▼▼▼
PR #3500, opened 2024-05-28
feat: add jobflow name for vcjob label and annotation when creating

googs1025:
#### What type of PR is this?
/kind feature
▲▲▲
WHAT THIS TASK INVOLVES
Every line above must be repeated exactly as it appears.

WRITTEN SOLUTION
PR #3500, opened 2024-05-28
feat: add jobflow name for vcjob label and annotation when creating

googs1025:
#### What type of PR is this?
/kind feature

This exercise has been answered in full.